## Work order
In the records below, begin at the line containing "PR #1556, opened 2019-11-12" and end at the line containing "- The maximum retry wait time is 1 minute"; quote every line in that span exactly, including both boundary lines, and no others.

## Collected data
----------
PR #1518, opened 2019-10-06
feat: add zammad integration for toggl button

athanasius-kircher:

I request the merge of the zammad integration. Zammad is a helpdesk and support software see  https://zammad.com.

The toggl button is placed in the ticket details in the tool-area at the top right (see screenshot below).

The changes have been linted and the integration has been checked in Chrome and Firefox.

zammad

### DIFF
--- a/README.md
+++ b/README.md
@@ -132,6 +132,7 @@ Add Toggl one-click time tracking to popular web tools.
 - [Wunderlist](https://www.wunderlist.com)
 - [Xero](https://www.xero.com/)
 - [YouTrack](http://www.jetbrains.com/youtrack/)
+- [Zammad](https://zammad.com/)
 - [Zendesk](https://www.zendesk.com/)
 - [Zube](https://zube.io/)
 - [VivifyScrum](https://www.vivifyscrum.com/)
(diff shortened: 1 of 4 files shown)


lise-toggl:
Hey @athanasius-kircher, thank you for the PR!

The button on the looks good.

However, for me, the project selector always returns "Zammad Helpdesk". Is this correct? Would it be possible to change it to the customer name instead?

I also think it would be good to have the mini button appear on the overview list:
image

athanasius-kircher:
Ok I have created a new commit. Changes to the version before and the questions above:
1. The project string is not taken from the site name anymore, but is a combination of the client name and the organization. The later is only taken if the client is associated to an organization. The project string can be described by the following pseudo code `client.fullName + ((organization.exists)?' (' + organization.name + ')')`. This pattern resemble the Zammad client name pattern in different lists.
2. @lise-toggl I have checked the options to integrate the button into the overview list, but can not see a good solution. The problem is, that the different lists are very unspecific and relevant information are missing. The lists use very generic markup (overlapping with lists for users etc.) and do not have very reliable selectors, as it seems. Some ticket list use a special wrapper `content_permanent_TicketOverview`. But on the other hand ticket-results in a search are quite difficult to distinguish from users for example. And even in the overview list the public ticket id is missing and does not occure in the markup. Therefore I would propose to do not implement the button in the list (currently), because it may lead to more tracking inconsistency due to different identifiers or different list behaviour.

lise-toggl:
Great, thank you for the update! :)

Issue #1179, opened 2018-11-06
Active TE name not syncing with webapp


bryanph:
Please follow this guide when creating a new issue. This speeds up the process of replicating the issue and finding a solution.

### Environment details

* Operation system: Firefox
* Extension version: Latest (after #1174)

### Expected behavior
The description should be synced and changed in the webapp as well

### Actual behavior
It doesn't get synced
![te-bug1](https://user-images.githubusercontent.com/3816712/48056124-684ae580-e1b1-11e8-8c6a-b2e8cf4072f2.gif)

### Steps to reproduce the behavior
See the GIF

### Additional details

* screenshots or screencapture

langri-sha:
Could be it was something transient with sockets or the timer form. Worth taking another look.

PR #1556, opened 2019-11-12
Enable websocket reconnection attempts

tcrammond:

Syncing issues are cropping up between button and other clients. Websocket being closed and then not reconnecting is a likely cause.

Let's reimplement reconnection attempts.

Logic at time of opening PR:
- Each retry waits 5 seconds longer than the last.
- The maximum retry wait time is 1 minute
- The maximum number of retries is 30, at which point it gives up

Ideally we'd have some way to rekindle it in the UI, but it requires some further thought. I would like to merge this without adding on new features first.

I do think there really needs to be some way to easily kickstart it again after it goes  wrong.

To test the continual reconnection logic, I recommend:
- Set the reconnection interval to something short like `1`
- Set the maximum attempts to something small like `5`
- Change the websocket url to an invalid host
- Reload the extension. You will now see logging output in the background page inspector. After its retries it will stop.

At any time in the background page inspector, you can `TogglButton.websocket.close()` to close the connection and trigger a reconnect. All of the state is reset when reconnection is successful, so you'll normally only ever see one reconnect.

Related to #1179

### DIFF
--- a/src/scripts/background.js
+++ b/src/scripts/background.js
@@ -296,7 +296,7 @@ window.TogglButton = {
     });
 
     TogglButton.websocket.socket.onopen = function () {
-      TogglButton.resetWebsocketState();
+      TogglButton.resetWebsocketRetryCount();
       const data = JSON.stringify(authenticationMessage);
       try {
         return TogglButton.websocket.socket.send(data);
@@ -358,7 +358,7 @@ window.TogglButton = {
   },
 
   // Resets the reconnection state to give things another chance
-  resetWebsocketState: function () {
+  resetWebsocketRetryCount: function () {
     TogglButton.websocket.retryCount = 0;
   },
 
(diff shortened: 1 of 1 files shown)


src/scripts/background.js
```diff
@@ -48,8 +48,15 @@ window.TogglButton = {
...
   $ApiV9Url: `${process.env.API_URL}/v9`,
   $sendResponse: null,
-  $socket: null,
-  $retrySocket: false,
+  websocket: {
+    socket: null,
+    maxRetryCount: 30,
+    retryCount: 0,
+    retryInterval: 5,
+    get retryEnabled () {
```
shantanuraj: Dishy 👏

src/scripts/background.js
```diff
@@ -286,28 +295,28 @@ window.TogglButton = {
       type: 'pong'
     });
 
-    TogglButton.$socket.onopen = function () {
+    TogglButton.websocket.socket.onopen = function () {
+      TogglButton.resetWebsocketState();
```
shantanuraj: My only suggestion would be some alternate name, this stood out to me since I thought it resets the actual websocket connection as soon the socket connection is opened

Maybe `resetWebsocketRetryCount`  or something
----------
## Response area
PR #1556, opened 2019-11-12
Enable websocket reconnection attempts

tcrammond:

Syncing issues are cropping up between button and other clients. Websocket being closed and then not reconnecting is a likely cause.

Let's reimplement reconnection attempts.

Logic at time of opening PR:
- Each retry waits 5 seconds longer than the last.
- The maximum retry wait time is 1 minute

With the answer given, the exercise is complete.